In the parsec benchmarks tested, we did not experiment any false positives with any of those two versions. However, in the examples of atomicity violations, we failed to detect some HLDR when using the coloring strategy.

## 4. **REFERENCES**

- C. Artho, K. Havelund, and A. Biere. High-level data races. In Journal of Software Testing, Verification & Reliability (STVR), page 2003, 2003.
- [2] C. Bienia, S. Kumar, J. P. Singh, and K. Li. The parsec benchmark suite: Characterization and architectural implications. In *Proc. of PACT*, PACT '08, pages 72–81, New York, NY, USA, 2008. ACM.
- [3] R. J. Dias, V. Pessanha, and J. M. Lourenço. Precise detection of atomicity violations.
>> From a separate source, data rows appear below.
PR #664, opened 2017-11-27
Force AWS CLI output to json if it has been configured

kislyuk:
Encountered this issue when setting up DSS on the biohub account.
### Test plan
Tested manually.


environment
```diff
@@ -63,6 +63,10 @@ DSS_SUBSCRIPTION_AUTHORIZED_DOMAINS_TEST="human-cell-atlas-travis-test.iam.gserv
 PYTHONWARNINGS=ignore:ResourceWarning,ignore::UserWarning:zipfile:
 set +a
 
+if grep -q output ~/.aws/config 2>/dev/null; then
```
ttung: can you run `aws configure get output` instead?

also, I think you should just error if it mismatches.

ttung: Also, you could set `AWS_DEFAULT_OUTPUT` instead, which overrides the user's `.aws/config`.

kislyuk: Thanks for the pointer. You're right, setting the environment variable is preferable.

(I didn't want to run `aws configure get` because it's slow)

kislyuk: Updated to set the environment variable instead of running `aws configure`.

PR #673, opened 2017-11-28
Clear index per test

### LINKED ISSUE #644: python elasticsearch connection timeout / retries too high
I'm applying this diff:
```
[czipa1osx186 (.venv)]:~/hca/data-store:master> hg diff dss/api/search.py 
diff -r a8e024e21e60 dss/api/search.py
--- a/dss/api/search.py Mon Nov 13 14:02:44 2017 -0800
+++ b/dss/api/search.py Thu Nov 16 13:51:15 2017 -0800
@@ -52,6 +52,8 @@
     # TODO: (tsmith12) determine if a search operation timeout limit is needed
     try:
         es_client = ElasticsearchClient.get(get_logger())
+        import time
+        print("before time: ", time.time())
         if _scroll_id is None:
             page = es_client.search(index=Config.get_es_index_name(ESIndexType.docs, Replica[replica]),
                                     doc_type=ESDocType.doc.name,
@@ -64,6 +66,7 @@
         else:
             get_logger().debug("%s", f"Retrieve ES results from scroll instance Scroll_id: {_scroll_id}")
             page = es_client.scroll(scroll_id=_scroll_id, scroll=scroll)
+        print("after time: ", time.time())
 
         # TODO: (tsmith12) allow users to retrieve previous search results
         _scroll_id = page['_scroll_id']
```

and when I run `test_search.py`, I get this for the bogus ES endpoint test:

```
before time:  1510868889.667299
[2017-11-16 13:48:49,686] ERROR in search: Elasticsearch Invalid Endpoint. Exception: ConnectionError((<urllib3.connection.HTTPConnection object at 0x10a79a898>, 'Connection to bogus timed out. (connect timeout=10)')) caused by: ConnectTimeoutError((<urllib3.connection.HTTPConnection object at 0x10a79a898>, 'Connection to bogus timed out. (connect timeout=10)'))
.[2017-11-16T13:48:50,239][INFO ][o.e.c.m.MetaDataDeleteIndexService] [Q15ZIzd] [dss-docs-aws-dev-test_search/1-hT2TwtRgOCMRLh9Subww] deleting index
[2017-11-16T13:48:50,309][INFO ][o.e.c.m.MetaDataCreateIndexService] [Q15ZIzd] [dss-docs-gcp-dev-test_search] creating index, cause [api], templates [], shards [5]/[1], mappings [query, doc]
before time:  1510868930.386119
```

~ 40s.

This is longer than the API gateway timeout, so this is not desirable, as we will never trigger the correct exception codepath.  Instead, the global timeout will be triggered and we'll get a global timeout exception.  Furthermore, the connection library thinks the timeout is set to 10s, not 40s.  I'm not sure if this is retries.

### LINKED ISSUE #654: test_indexer is not a reliable test
https://travis-ci.org/HumanCellAtlas/data-store/builds/303896170

Bento007:
Clear the contents of ES indices between tests instead of removing the indices completely.
Index creation is time consuming and this improves the performance of the tests.

Fixes #654 
Fixes #644 

No conflicts

### DIFF
--- a/tests/es/__init__.py
+++ b/tests/es/__init__.py
@@ -1,5 +1,6 @@
 import logging
-
+from typing import List
+from dss.config import IndexSuffix, Config, BucketConfig
 from dss.util.es import ElasticsearchClient
 
 logging.basicConfig(level=logging.INFO)
@@ -8,6 +9,11 @@ logger.setLevel(logging.INFO)
 
 
 def elasticsearch_delete_index(index_name: str):
+    # ensure the indexes are test index.
+    assert Config._CURRENT_CONFIG == BucketConfig.TEST
+    assert IndexSuffix.name
+    assert index_name.endswith(IndexSuffix.name)
+
     try:
         es_client = ElasticsearchClient.get(logger)
         es_client.indices.delete(index=index_name, ignore=[404])
@@ -19,3 +25,22 @@ def elasticsearch_delete_index(index_name: str):
 def close_elasticsearch_connections(es_client):
     for conn in es_client.transport.connection_pool.connections:
         conn.pool.close()
+
+
+def clear_indexes(index_names: List[str], doctypes: List[str]):
+    '''erases all of the documents in indexes with any of the doctypes provided. This can only be used in TEST
+    configuration with IndexSuffix.name set. Only indexes with the same IndexSuffix.name can be erased.'''
+
+    # ensure the indexes are test index.
+    assert Config._CURRENT_CONFIG == BucketConfig.TEST
+    assert IndexSuffix.name
+    for index_name in index_names:
+        assert index_name.endswith(IndexSuffix.name)
+
+    es_client = ElasticsearchClient.get(logger)
+    if es_client.indices.exists(index_names):
+        es_client.delete_by_query(index=index_names,
+                                  body={'query': {'match_all': {}}},
+                                  doc_type=doctypes,
+                                  refresh=True,
+                                  conflicts='proceed')
--- a/tests/test_indexer.py
+++ b/tests/test_indexer.py
@@ -102,7 +102,7 @@ class TestIndexerBase(DSSAssertMixin, DSSStorageMixin, DSSUploadMixin):
         Config.set_config(BucketConfig.TEST)
         _, _, cls.test_bucket = Config.get_cloud_specific_handles(cls.replica)
         cls.dss_alias_name = dss.Config.get_es_alias_name(dss.ESIndexType.docs, dss.Replica[cls.replica])
-        create_elasticsearch_index(f"initial_{IndexSuffix.name}", cls.replica, logger)
+        create_elasticsearch_index(f"initial_{IndexSuffix.name}", dss.Replica[cls.replica], logger)
         cls.subscription_index_name = dss.Config.get_es_index_name(dss.ESIndexType.subscriptions,
                                                                    dss.Replica[cls.replica])
 
--- a/tests/test_indexer.py
+++ b/tests/test_indexer.py
@@ -102,7 +102,6 @@ class TestIndexerBase(DSSAssertMixin, DSSStorageMixin, DSSUploadMixin):
         Config.set_config(BucketConfig.TEST)
         _, _, cls.test_bucket = Config.get_cloud_specific_handles(cls.replica)
         cls.dss_alias_name = dss.Config.get_es_alias_name(dss.ESIndexType.docs, dss.Replica[cls.replica])
-        create_elasticsearch_index(f"initial_{IndexSuffix.name}", dss.Replica[cls.replica], logger)
         cls.subscription_index_name = dss.Config.get_es_index_name(dss.ESIndexType.subscriptions,
                                                                    dss.Replica[cls.replica])
 
@@ -155,6 +154,7 @@ class TestIndexerBase(DSSAssertMixin, DSSStorageMixin, DSSUploadMixin):
                                                          files=smartseq2_paried_ends_indexed_file_list)
 
     def test_key_is_not_indexed_when_processing_an_event_with_a_nonbundle_key(self):
+        elasticsearch_delete_index(f'*{IndexSuffix.name}')
         bundle_uuid = "{}.{}".format(str(uuid.uuid4()), get_version())
         bundle_key = "files/" + bundle_uuid
         sample_event = self.create_sample_bundle_created_event(bundle_key)
@@ -164,14 +164,7 @@ class TestIndexerBase(DSSAssertMixin, DSSStorageMixin, DSSUploadMixin):
             with self.assertLogs(logger, level="DEBUG") as log_monitor:
                 self.process_new_indexable_object(sample_event, logger)
             self.assertRegex(log_monitor.output[0], "DEBUG:.*Not indexing .* creation event for key: .*")
-            indexes = list(ElasticsearchClient.get(logger).indices.get_alias(self.dss_alias_name).keys())
-            for index in indexes:
-                with self.subTest(f"{index}"):
-                    with self.assertRaises(Exception) as ex:
-                        ElasticsearchClient.get(logger).get(index=index,
-                                                            doc_type=dss.ESIndexType.docs,
-                                                            id=bundle_uuid)
-                    self.assertIn('"found":false', ex.exception.error)
+            self.assertFalse(ElasticsearchClient.get(logger).indices.exists_alias(self.dss_alias_name))
         finally:
             logger.setLevel(log_last)
 
--- a/tests/test_indexer.py
+++ b/tests/test_indexer.py
@@ -198,6 +198,7 @@ class TestIndexerBase(DSSAssertMixin, DSSStorageMixin, DSSUploadMixin):
 
     def test_indexed_file_access_error(self):
         inaccesssible_filename = "inaccessible_file.json"
+        elasticsearch_delete_index(f'*{IndexSuffix.name}')
         bundle_key = self.load_test_data_bundle_with_inaccessible_file(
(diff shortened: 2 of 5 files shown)


tests/test_indexer.py
```diff
@@ -382,6 +383,20 @@ def get_search_results(cls, query, expected_hit_count):
...
+            es_client = ElasticsearchClient.get(logger)
+            es_client.delete_by_query(index=self.dss_index_name,
+                                      body={'query': {'match_all': {}}},
+                                      doc_type=[dss.ESDocType.doc.name, dss.ESDocType.query.name],
+                                      refresh=True)
+            es_client.delete_by_query(index=self.subscription_index_name,
+                                      body={'query': {'match_all': {}}},
+                                      doc_type=dss.ESDocType.subscription.name,
+                                      refresh=True)
+        except TransportError:
```
ttung: Under what circumstances would a `TransportError` occur?  If it happens, it is better that we just crash and burn?

tests/test_search.py
```diff
@@ -64,15 +64,16 @@ def search_setup(cls, replica):
         cls.dss_index_name = dss.Config.get_es_index_name(dss.ESIndexType.docs, replica)
         with open(os.path.join(os.path.dirname(__file__), "sample_v3_index_doc.json"), "r") as fh:
             cls.index_document = json.load(fh)
+        dss.Config.set_config(dss.BucketConfig.TEST)
```
ttung: this is redundant with L63, no?

tests/test_indexer.py
Bento007: This occurs when the index has not been created and I try to delete from it. I could narrow the used of it to the specific test cases where the index is not created yet.

tests/test_indexer.py
```diff
@@ -146,6 +148,7 @@ def test_indexed_file_with_invalid_content_type(self):
                                                          files=smartseq2_paried_ends_indexed_file_list)
 
     def test_key_is_not_indexed_when_processing_an_event_with_a_nonbundle_key(self):
+        elasticsearch_delete_index(f"*{IndexSuffix.name}")
```
ttung: Why do we delete the index at the start of a test?

tests/test_indexer.py
```diff
@@ -162,6 +165,7 @@ def test_key_is_not_indexed_when_processing_an_event_with_a_nonbundle_key(self):
             self.assertEqual('index_not_found_exception', ex.exception.error)
         finally:
             logger.setLevel(log_last)
+            ElasticsearchClient.get(logger).indices.create(self.subscription_index_name)
```
ttung: .. and why do we create the index at the end of a test?

tests/test_indexer.py
```diff
@@ -382,6 +383,18 @@ def get_search_results(cls, query, expected_hit_count):
             else:
                 time.sleep(0.5)
 
+    def clear_test_indexes(self):
+        es_client = ElasticsearchClient.get(logger)
+        if es_client.indices.exists(self.dss_index_name):
```
ttung: under what circumstances would the index not exist at the end of a test?

tests/test_search.py
```diff
@@ -338,10 +338,19 @@ def populate_search_index(self, index_document: dict, count: int) -> list:
             bundle_id = f"{bundle_uuid}.{version}"
             bundle_url = (f"https://127.0.0.1:{self.app._port}"
                           f"/v1/bundles/{bundle_uuid}?version={version}&replica={self.replica_name}")
-            es_client.index(index=self.dss_index_name,
-                            doc_type=ESDocType.doc.name,
-                            id=bundle_id,
-                            body=index_document)
+            if i == count - 1:
```
ttung: Why this change?

Bento007: I was running into an issue where the test where complete faster than the shards where updating during the `clear_test_indexes` operation even with refresh=true. This was causing the incorrect number of documents to populate the index. To remedy I make sure the index is refreshed after the last documents is index.

tests/test_indexer.py
Bento007: This is because the test was original designed expecting the indexes to be deleted at the beginning. I'll adjust the expected error message returned to better reflect what is being tested and removed the create and delete of indexes.

tests/test_indexer.py
Bento007: the indexes are created when the first bundle is added. If that process fails, no index will be created.

Bento007:
I made clear_test_indexes generic.

tests/es/__init__.py
```diff
@@ -19,3 +19,14 @@ def elasticsearch_delete_index(index_name: str):
 def close_elasticsearch_connections(es_client):
     for conn in es_client.transport.connection_pool.connections:
         conn.pool.close()
+
+
+def clear_test_indexes(indexes: list, documents: list):
```
kislyuk: Nothing in this method ensures that the indexes deleted are test indexes, so it is more appropriately named `clear_indexes`.

kislyuk:
I'm concerned about the possibility of this code running against production or against a non-local ES instance (in which case it would result in test race conditions). Could you explain how those conditions are prevented, or implement failsafes to protect against them?

tests/es/__init__.py
Bento007: changed

Bento007:
@kislyuk this is handled by setting `refresh=True` for ES index operations. It’s slower but ensures the tests don’t proceed until the index is updated with the latest changes. Also each test module uses it's own unique index so there shouldn't be any other test or operations running that touch the same index.

tests/es/__init__.py
```diff
@@ -19,3 +19,14 @@ def elasticsearch_delete_index(index_name: str):
...
+
+
+def clear_indexes(indexes: list, documents: list):
+    es_client = ElasticsearchClient.get(logger)
+    if es_client.indices.exists(indexes):
+        es_client = ElasticsearchClient.get(logger)
+        es_client.delete_by_query(index=indexes,
+                                  body={'query': {'match_all': {}}},
+                                  doc_type=documents,
+                                  refresh='True',
```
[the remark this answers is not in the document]
Bento007: both are valid, but `True` would be more pythonic. I'll change it.

tests/es/__init__.py
```diff
@@ -19,3 +19,14 @@ def elasticsearch_delete_index(index_name: str):
 def close_elasticsearch_connections(es_client):
     for conn in es_client.transport.connection_pool.connections:
         conn.pool.close()
+
+
+def clear_indexes(indexes: list, documents: list):
```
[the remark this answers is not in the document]
ttung: I don't know why this comment didn't go through. :(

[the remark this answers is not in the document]
Bento007: Reasonable change. I'll fix it

tests/test_search.py
ttung: I don't know if this might be better.  Will leave to your discretion:

```
es_client.index(
  index=self.dss_index_name,
  doc_type=ESDocType.doc.name,
  id=bundle_id,
  body=index_document,
  refresh=(i == count - 1)
)
```

I am pretty weirded out by the fact that you're seeing the behavior you're describing, but I lack the ES expertise to make any judgement on it.

Certainly, you will want to leave a comment explaining this, because otherwise people will be very confused.

Bento007: I like it. Also I'll add in a comment.

mikebaumann:
@kislyuk
Thanks for raising the concern about `clear_indexes` unintentionally running against an important (non-test, e.g. production) index. 
I think the risk of this is low, as this method is located in test code (tests/es/__init__).
Yet, the risk could be further mitigated by having `clear_indexes` verify the index has the test suffix on the index name, which all indexes passed to `clear_indexes`, and no others (e.g. non-test, deployed) should.
Do you think we should add this check?
If we add this check, will it adequately address your concern?

Bento007:
Working on Rebasing

tests/es/__init__.py
```diff
@@ -19,3 +19,13 @@ def elasticsearch_delete_index(index_name: str):
 def close_elasticsearch_connections(es_client):
     for conn in es_client.transport.connection_pool.connections:
         conn.pool.close()
+
+
+def clear_indexes(indexes: list, doctypes: list):
+    es_client = ElasticsearchClient.get(logger)
```
mikebaumann: clear_indexes should ensure it is a test index, checking that IndexSuffix.name is defined and the index name has that as a suffix.

tests/test_indexer.py
```diff
@@ -323,7 +333,7 @@ def test_subscription_query_with_multiple_data_types_indexing_and_notification(s
 
         # Verify the query works correctly as a search
         search_results = self.get_search_results(subscription_query, 1)
-        self.assertEqual(1, len(search_results))
+        self.assertNotEqual(0, len(search_results))
```
mikebaumann: For this test to thoroughly test what it is intended to test, it is necessary for the indices to be removed at the start this specific test. Before this was done in setUp, yet because it is no longer being done there, it must be done explicitly at the start of this specific test.

tests/test_indexer.py
```diff
@@ -101,9 +102,13 @@ def indexer_setup(cls, replica):
         Config.set_config(BucketConfig.TEST)
         _, _, cls.test_bucket = Config.get_cloud_specific_handles(cls.replica)
         cls.dss_alias_name = dss.Config.get_es_alias_name(dss.ESIndexType.docs, dss.Replica[cls.replica])
+        create_elasticsearch_index(f"initial_{IndexSuffix.name}", dss.Replica[cls.replica], logger)
```
mikebaumann: This line (105) should not be necessary, and all the tests pass for me without it. Please remove this line.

In A. Biere, A. Nahir, and T. Vos, editors, *Hardware and Software: Verification and Testing*, volume 7857 of *LNCS*, pages 8–23. Springer Berlin Heidelberg, 2013.
- [4] B. Lucia, L. Ceze, and K. Strauss. Colorsafe: architectural support for debugging and dynamically avoiding multi-variable atomicity violations. In A. Seznec, U. C. Weiser, and R. Ronen, editors, *ISCA*, pages 222–233. ACM, 2010.
- [5] C.-K. Luk, R. Cohn, R. Muth, H. Patil, A. Klauser, G. Lowney, S. Wallace, V. J. Reddi, and K. Hazelwood. Pin: Building customized program analysis tools with dynamic instrumentation. In *Proc. of PLDI*, PLDI '05, pages 190–200, New York, NY, USA, 2005. ACM.
- [6] S. Qi, N. Otsuki, L. Orosa, A. Muzahid, and J. Torrellas. Pacman: Tolerating asymmetric data races with unintrusive hardware. In *Proc. of HPCA*, pages 1 -12, feb. 2012.
- [7] J. Tuck, W. Ahn, L. Ceze, and J. Torrellas. Softsig: Software-exposed hardware signatures for code analysis and optimization. In *Proc. of ASPLOS*, ASPLOS XIII, pages 145–156, New York, NY, USA, 2008. ACM.